TAIPEI, Taiwan -- An All-Star team of major leaguers led by New York Yankees stars Robinson Cano and Curtis Granderson arrived in Taiwan on Sunday, less than 48 hours after the St. Louis Cardinals won Game 7 of a scintillating World Series.
The MLB All-Stars will play five games this week against a Taiwanese team that includes Washington Nationals pitcher Chien-Ming Wang, one of two Taiwanese now pitching in the majors.
Other members of the MLB squad include Pablo Sandoval of the San Francisco Giants and a pitching staff of Bill Bray, Ross Detwiler, Dillon Gee, Collin Balester, Jeremy Guthrie, Mark Melancon and Jose Veras.
Also on the team are catchers Drew Butera and Jeff Mathis; infielders Erick Aybar, Michael Morse, Ryan Roberts and Danny Valencia; and outfielders Emilio Bonifacio and Logan Morrison.
The series against the Taiwanese offers MLB a chance to nurture its brand in Asia, where the sport is widely popular in Japan and this island 100 miles off the China coast.
"It's an honor for us to be here," said Jim Small, vice president of MLB Asia. "Baseball is such an important culture in Taiwan."

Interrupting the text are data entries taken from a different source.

PR #2549, opened 2026-04-04
fix: disable search history by default to limit the potential impact of table size growth

Vasilije1990:
## Summary
Fixes unbounded growth of `queries` and `results` tables in the relational DB (SQLite/Postgres). Reported case: 28 GB SQLite file in 9 days at ~4700 queries/day.

- **FIFO eviction**: caps rows per table at `COGNEE_MAX_SEARCH_HISTORY` (default 10,000, set to 0 for unlimited)
- **Batched**: eviction runs every ~1000 writes (1/10th of cap), not on every search call
- **SQLite VACUUM**: optional auto-VACUUM after eviction to reclaim disk space (`COGNEE_SEARCH_HISTORY_VACUUM=true` by default)
- Wired into `log_result()` and `log_query()` with zero impact when cap not reached

New env vars documented in `.env.template`.

## Test plan
- [ ] CI passes
- [ ] Run 100+ searches, verify `queries` and `results` tables don't exceed cap
- [ ] Verify `COGNEE_MAX_SEARCH_HISTORY=0` disables eviction
- [ ] Verify SQLite file size decreases after VACUUM

## Summary by CodeRabbit

* **New Features**
  * Added an optional (commented) configuration to enable/disable search history logging.
  * Search logging now records only user-visible text from results (not full payloads), reducing persisted detail.

* **Chores**
  * Improved database performance by adding indexes on search history timestamps and optimizing user-related lookups.
  * When logging is disabled, search events avoid persistence to the database.

### DIFF
--- a/cognee/alembic/versions/b2c3d4e5f6a7_add_search_history_indexes.py
+++ b/cognee/alembic/versions/b2c3d4e5f6a7_add_search_history_indexes.py
@@ -1,0 +1,23 @@
+"""add created_at index to queries and results tables
+
+Revision ID: b2c3d4e5f6a7
+Revises:
+Create Date: 2026-04-04
+"""
+
+from alembic import op
+
+revision = "b2c3d4e5f6a7"
+down_revision = None
+branch_labels = None
+depends_on = None
+
+
+def upgrade() -> None:
+    op.create_index("ix_queries_created_at", "queries", ["created_at"])
+    op.create_index("ix_results_created_at", "results", ["created_at"])
+
+
+def downgrade() -> None:
+    op.drop_index("ix_results_created_at", "results")
+    op.drop_index("ix_queries_created_at", "queries")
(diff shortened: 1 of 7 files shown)


cognee/alembic/versions/b2c3d4e5f6a7_add_search_history_indexes.py
```diff
@@ -0,0 +1,23 @@
...
+from alembic import op
+
+revision = "b2c3d4e5f6a7"
+down_revision = None
+branch_labels = None
+depends_on = None
+
+
+def upgrade() -> None:
+    op.create_index("ix_queries_created_at", "queries", ["created_at"])
```
dexters1, line 17: We might need to have a check if this index exists before trying to make it otherwise migrations could fail. (Same applies for dropping an index)

cognee/modules/search/operations/log_query.py
```diff
@@ -1,20 +1,24 @@
+import os
 from uuid import UUID
 from cognee.infrastructure.databases.relational import get_relational_engine
 from ..models.Query import Query
 
+_LOG_ENABLED = os.getenv("COGNEE_LOG_SEARCH_HISTORY", "true").lower() in ("true", "1", "yes")
```
dexters1, line 6: Should it be disabled by default? PR title mentions that it should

Baseball has been the island's leading sport at least since 1969, when a Taiwanese squad won the Little League World Series in the U.S.
That came some 60 years after colonial master Japan first introduced baseball to the island, mainly as a recreational activity for its resident administrators. The Taiwanese themselves took up the sport in the 1920s.

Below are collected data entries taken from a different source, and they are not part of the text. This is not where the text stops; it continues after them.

PR #2579, opened 2026-04-09
fix: fix issues in sqlite and postgres when dataset name is reused

siillee:
## Description

This PR fixes an issue we had in the following execution flow:
`cognee.add(dataset_name="test") -> delete_dataset(test) -> cognee.add(dataset_name="test")`

When we tried to add documents to the same dataset name as a previously deleted dataset, we had connection errors in postgres. This was coming from stale engine and connection pools towards the deleted dataset.

Similar issue with SQLite, the foreign key enforcement is off by default, so it caused an issue where the entries in the `dataset_database` were not deleted properly, causing old (deleted) datasets to return even after deletion.

## Type of Change

- [ ] Code refactoring
- [ ] Other (please specify):

## Pre-submission Checklist

## DCO Affirmation

## Summary by CodeRabbit

* **Bug Fixes**
  * Centralized vector DB engine initialization to improve connection reliability and pooling.
  * Guaranteed disposal/cleanup of maintenance DB connections to prevent resource leaks during create/delete operations.
  * Enforced SQLite foreign keys during delete operations so related records are correctly honored and removed.


cognee/infrastructure/databases/vector/pgvector/PGVectorAdapter.py
```diff
@@ -66,15 +66,15 @@ def __init__(
         db_name2 = make_url(self.db_uri).database
         if backend_access_control_enabled() and (db_name1 != db_name2):
             # If backend access control create new instances of engine and sessionmaker
-            self.engine = create_async_engine(self.db_uri)
+            self.engine = create_async_engine(self.db_uri, pool_pre_ping=True)
```
dexters1: Are we not forwarding all postgres configuration here? This might be another issue we need to resolve

cognee/infrastructure/databases/vector/pgvector/create_db_and_tables.py
```diff
@@ -75,17 +108,46 @@ async def delete_pg_database(dataset_database: DatasetDatabase):
...
+                ),
+                {"db": dataset_database.vector_database_name},
+            )
+            await connection.execute(
+                text(f'DROP DATABASE "{dataset_database.vector_database_name}";')
+            )
+        finally:
+            await connection.close()
+    finally:
+        await maintenance_engine.dispose()
```
dexters1, line 99: What does dispose do? Disposing of the maintenance engine while another DB uses it could be a problem

siillee: This was added as just an extra cleaning step. It closes the engine's connection pool and resets the pool state.
`maintenance_engine` is used when creating a new dataset database, and deleting it, and with each operation a new engine is created (it is not cached). Therefore, I think there won't be issues with any usage overlaps.

cognee/infrastructure/databases/vector/pgvector/PGVectorAdapter.py
siillee: Now we are using the `pool_args` from the `relational_db_config` for PGVector as well, in cases where we are creating a new engine for PGVector.

siillee: Turns out `pool_args` was all that was missing, I removed the new dispose I added, since it was unnecessary in the end.

cognee/infrastructure/databases/vector/pgvector/PGVectorDatasetDatabaseHandler.py
```diff
@@ -74,3 +77,7 @@ async def delete_dataset(cls, dataset_database: DatasetDatabase):
 
         # Drop entire database
         await delete_pg_database(dataset_database)
+
+        # Reset cached metadata from the vector adapter
+        vector_engine = get_vector_engine()
```
dexters1: I'm not sure proper dataset context is set to be able to do this here

dexters1 (dismissed):

dexters1 (approved):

Despite a series of game-fixing scandals that have progressively whittled down the number of teams in its one professional league, baseball remains hugely popular on the island of 23 million people. MLB games -- many featuring the Yankees -- are broadcast live during the season, and fans closely follow the Taiwanese teams in international competitions.
The Taiwanese squad took the silver medal at the Barcelona Olympics in 1992, and finished fifth at the 2004 games in Athens. In 2008, however, it stumbled badly in Beijing, even managing to lose to China, where baseball is still in its infancy.
This week's series of games -- one in suburban Taipei and two each in the central city of Taichung and the southern city of Kaohsiung -- mark MLB's second recent appearance on the island.
In March 2010 manager Joe Torre led a Los Angeles Dodgers team that included Manny Ramirez and James Loney for a rain-truncated two game series. Taiwan-born pitcher Hong-Chih Kuo is now on the Dodgers roster.